In April 2017, Brownstein sued Jason H. Aldan and Holloman and 10 unnamed co-defendants for allegedly defrauding his company of $115,000 by misrepresenting to have the UB40 perform in Guam and Saipan in 2015.
Brownstein was unable to serve Holloman with process in the original lawsuit.
Last November, U.S. District Court for the NMI Chief Judge Ramona V. Manglona dismissed Brownstein’s two claims of fraud and unjust enrichment against Aldan.
Last January, Brownstein filed his first amended complaint.
The amended complaint had the same causes of action in the original case—fraud and unjust enrichment—against Aldan and 10 unnamed co-defendants. It contains more details, but removes Holloman as one of the defendants.
Brownstein, through counsel Steven P. Pixley, asked the court to hold Aldan and co-defendants liable to pay him unspecified damages.
Aldan then filed a motion to join Holloman in the lawsuit as a necessary party.
In Brownstein’s response to the motion, Pixley said Aldan’s argument runs counter to the longstanding principle that joint tortfeasors need not be joined in one action.
Joint tortfeasors refer to two or more individuals whose negligence in a single accident or event damages another person.
Pixley said Aldan acknowledges that Brownstein’s claims are legally grounded upon an alleged conspiracy between Aldan and Holloman.
Indeed, Pixley said, this conspiracy allegation is expressly alleged in Brownstein’s first amended complaint.
Pixley said Brownstein, however, does not dispute that Holloman’s joinder is feasible as argued by Aldan in his motion.
In citing the background of the case, Pixley said Aldan met with Brownstein on Saipan in May 2015, in which they discussed the promotion of a performance by UB40 on Saipan and Guam.
Aldan agreed to put the deal together. Aldan introduced Brownstein to Holloman. Brownstein never met Holloman face-to-face.
On June 2, 2015, Brownstein entered into a contract with Holloman to provide various services relating to the performance of UB40 on Saipan and Guam.
Brownstein wired the sum of $75,000 on June 2, 2015, to Holloman.

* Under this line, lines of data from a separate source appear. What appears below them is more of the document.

PR #126, opened 2018-10-31
Force GL surface transfer on surface address or pitch changes

JayFoxRox:
Our surface logic is really flawed.

In "Tony Hawk's American Wasteland" the game has data in buffer A [640x480], then it switches to buffer B [320x240], then buffer C [640x480], and then back to buffer A [640x480].

Our current code downloads (GL to RAM) the surface when going from A -> B (so A is up-to-date), it's not uploaded (RAM to GL) again when going from C -> A. So the GL buffer for A remains what was in the GL buffer for C. If we switch to another buffer now, A might be downloaded to RAM again, and will have completly wrong contents (GL buffer contents of C!).

That is because our current code only appears to check if the CPU has written a surface OR if the surface shape has changed before re-uploading. It doesn't even care if the address changed. The same issue exists for surface pitch.

This PR changes the debug code so this can be observed in apitrace, and then it addresses the problem, by manually marking the surface as dirty when the address or pitch are touched.
This fixes the described issue in "Tony Hawk's American Wasteland" (and probably other games using bloom or other similar screen-space effects).

I'm not sure if my solution is good, because I haven't worked with our rather complicated surface logic in a while.

This change can be very bad for performance, as a lot more transfers are possibly forced. It should eventually be implemented closer to what we do for `surface_shape` already (only force an update, if the actual value changed). However, someone else can fix it later.

*There might be other cases where we run into similar issues, there'll be a separate issue about this*

### DIFF
--- a/hw/xbox/nv2a/nv2a_pgraph.c
+++ b/hw/xbox/nv2a/nv2a_pgraph.c
@@ -738,16 +738,21 @@ static void pgraph_method(NV2AState *d,
             GET_MASK(parameter, NV097_SET_SURFACE_PITCH_COLOR);
         pg->surface_zeta.pitch =
             GET_MASK(parameter, NV097_SET_SURFACE_PITCH_ZETA);
+
+        pg->surface_color.buffer_dirty = true;
+        pg->surface_zeta.buffer_dirty = true;
         break;
     case NV097_SET_SURFACE_COLOR_OFFSET:
         pgraph_update_surface(d, false, true, true);
 
         pg->surface_color.offset = parameter;
+        pg->surface_color.buffer_dirty = true;
         break;
     case NV097_SET_SURFACE_ZETA_OFFSET:
         pgraph_update_surface(d, false, true, true);
 
         pg->surface_zeta.offset = parameter;
+        pg->surface_zeta.buffer_dirty = true;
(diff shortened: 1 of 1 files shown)


mborgerson:
It's late in the evening for me right now, but this PR makes sense: whenever the surface address is changed, we should consider the surface dirty.

I ran a simple test with Halo:CE MP and noticed an interesting new artifact--a rectangle is now drawn on the ground below the warthog. But..I think this is actually better than master (or approaching correct, anyway), as this *appears* to be the warthog shadow which has thus far been missing!

Before:
Imgur

After:
Imgur

Expected (crappy screengrab taken from [this video](https://www.youtube.com/watch?v=XVSdaNRKcQQ)):
Imgur

[YouTube demonstration video here](https://www.youtube.com/watch?v=9fx94aEr3wc).

mborgerson:
Per my comment above, and based on my testing in Halo:CE, I think this change makes sense and is a step in the right direction. I did not observe a significant performance penalty, but as mentioned in the PR description, it's likely that we may find one--I believe that's an acceptable cost for now, which would be mitigated once we implement lazy surfaces anyhow. For these reasons I think this is ready to merge, though I would like to see additional games tested.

At a conference call on July 21, 2015, with Holloman, Aldan, and one Mark Lamica to discuss the concert, Aldan allegedly represented to Brownstein that he would need to send an additional $37,000 to Holloman.
Brownstein wired $37,000 to Aldan’s account in Hawaii. Aldan allegedly wired these funds to Holloman.
On Jan. 26, 2016, Brownstein learned that the funds to secure UB40’s performance had not been paid. Pixley said Aldan was evasive when asked about this.
In his motion to dismiss the claims against him, Aldan, through counsel Robert T. Torres, asserted that Brownstein has not alleged any facts to show that he benefited.